This can seem like a daunting process the first time, but once you've done it once you will see there are a few steps but none of them difficult. I multitask. When I want tamales for dinner, I will soak husks during lunch. While kids have their quiet time mid-afternoon I'll set up in the kitchen and listen to an audio book on the ipod or set up in front of the TV and watch the previous night's novela. This of course would be even more fun and more authentic if you get a couple of girlfriends to come over, all be part of the process and you get to chat while you assemble and then share the finished product. That reminds me of making tamales at my grandmother's home in Mexico, different generations of women coming together around the table and making dozens of tamales while we chitchatted (ok, gossiped!).

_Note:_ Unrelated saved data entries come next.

PR #7330, opened 2022-06-18
Convert edit cover function to suspend function

ivaniskandar:


app/src/main/java/eu/kanade/tachiyomi/ui/manga/MangaPresenter.kt
```diff
@@ -299,31 +301,20 @@ class MangaPresenter(
...
-                    } else if (manga.favorite) {
-                        coverCache.setCustomCoverToCache(manga, it)
-                        manga.updateCoverLastModified(db)
-                    }
-                    true
+    fun editCover(context: Context, data: Uri) {
+        presenterScope.launchIO {
+            context.contentResolver.openInputStream(data)?.use {
+                try {
+                    val result = manga.toDomainManga()!!.editCover(context, it, coverCache = coverCache)
```
arkon, line 311: Does the `coverCache` actually need to be passed if it's being injected anyway?

app/src/main/java/eu/kanade/tachiyomi/ui/reader/ReaderPresenter.kt
```diff
@@ -692,36 +693,28 @@ class ReaderPresenter(
...
-                            coverCache.setCustomCoverToCache(manga, it)
-                            manga.updateCoverLastModified(db)
-                            SetAsCoverResult.Success
-                        } else {
-                            SetAsCoverResult.AddToLibraryFirst
-                        }
-                    }
+        presenterScope.launchIO {
+            val result = try {
+                manga.editCover(context, stream(), coverCache = coverCache)
```
arkon, line 703: Same here.

arkon (approved):

app/src/main/java/eu/kanade/tachiyomi/ui/manga/MangaPresenter.kt
ivaniskandar: Right I guess it doesn't. I'll remove it

PR #7342, opened 2022-06-19
ChaptersSettingsSheet: Single source of truth and use new manga class

ivaniskandar:
Currently breaks initial settings state until the source of truth is properly updated which may be closed in #7244.


app/src/main/java/eu/kanade/domain/manga/model/Manga.kt
```diff
@@ -45,15 +47,99 @@ data class Manga(
...
+        const val CHAPTER_DISPLAY_NAME = 0x00000000L
+        const val CHAPTER_DISPLAY_NUMBER = 0x00100000L
+        const val CHAPTER_DISPLAY_MASK = 0x00100000L
+    }
+}
+
+enum class TriStateFilter {
+    DISABLED, // Disable filter
+    ENABLED_IS, // Enabled with "is" filter
+    ENABLED_NOT, // Enabled with "not" filter
```
arkon, line 135: `INCLUDE`/`EXCLUDE`? I'm not sure these names are that intuitive, or if it's just because native English is more broken than logical English.

app/src/main/java/eu/kanade/domain/manga/model/Manga.kt
```diff
@@ -45,15 +47,99 @@ data class Manga(
...
+
+        const val CHAPTER_SHOW_BOOKMARKED = 0x00000020L
+        const val CHAPTER_SHOW_NOT_BOOKMARKED = 0x00000040L
+        const val CHAPTER_BOOKMARKED_MASK = 0x00000060L
+
         const val CHAPTER_SORTING_SOURCE = 0x00000000L
         const val CHAPTER_SORTING_NUMBER = 0x00000100L
         const val CHAPTER_SORTING_UPLOAD_DATE = 0x00000200L
         const val CHAPTER_SORTING_MASK = 0x00000300L
+        const val CHAPTER_SORTING_DESC = 0x00000000L
```
arkon, line 124: What's the difference between this and `CHAPTER_SORT_DESC`?

app/src/main/java/eu/kanade/domain/manga/model/Manga.kt
ivaniskandar: I was just copy-pasting the stuff 🤣 I agree it's confusing but idk what to use either.

app/src/main/java/eu/kanade/domain/manga/model/Manga.kt
ivaniskandar: One is for the sorting mode and another one is the sorting direction. Again, this was a direct copy-paste from the old class but it can be changed.

PR #7345, opened 2022-06-20
Regenerate drawables

TacoTheDank:
- Regenerated all icons to latest material design using the Android Studio vector tool
- Replaced materialdesignicons.com versions of the double left and right navigation drawables with official Google Material versions
- Removed duplicate overflow drawable (duplicate of more_vert)

Use https://yqnn.github.io/svg-path-editor/ and paste the SVG paths to see the differences (if you want).


TacoTheDank:
Alrighty 👍

PR #7354, opened 2022-06-21
ChapterDownloadView: Convert to compose

ivaniskandar:
Removed long click action


app/src/main/java/eu/kanade/presentation/components/ChapterDownloadIndicator.kt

Ok, go on, get started ... it will be worth sooo worth it!
Soyrizo Bean Tamales
yields +/- 2 dozen
Ingredients for basic dough:
1 cup nonhydrogenated vegetable shortening (Crisco)
1/2 cup Earth Balance "butter" or other non vegan butter
4 1/2 cups Maseca (Mexican corn masa flour)
2 1/2 teaspoons baking powder
1 teaspoon salt
1 qt. vegetable stock
1 package of dry husks
1 1/2 cups cooked pinto beans
3-4 tablespoons soyrizo
1-2 tablespoons olive oil
1. Soak about 1/3 of the husks in the package in warm water for at least an hour before you start making dough. You can fill the sink or use a large mixing bowl. Use a heavy lid to hold husks down so they are completely submerged in the water.
2. Use a mixer to cream shortening and Earth Balance until fluffy and light. Sift in the masa harina 1/2 cup at a time. Add baking powder and salt. At this point I like to put the mixer aside and continue the mixing using my hands. Warm the stock in the microwave for 1 min. then pour over the dough. By mixing the dough with your hands you will be able to get a good feel for what the dough is supposed to feel like when it's ready. It should feel like butter cream frosting, maybe a smidgen stiffer, but not much at all or the tamales will be too dry. The final and ultimate test is once you have finished incorporating all the broth, drop 1/2 teaspoon of dough into ice cold water. If it floats, you are good to go.
3. The husks should be nice and pliable by now. Take them out of the water and squeeze as much water out of them as possible. Spread out on a kitchen towel while you start to prepare the bean mixture.
4. Heat olive oil in a large pan add soyrizo and let brown for a couple of minutes. Add cooked beans with a little of their broth so they don't dry out. Once beans seem to be warmed through, turn off the heat and mash them. Set aside.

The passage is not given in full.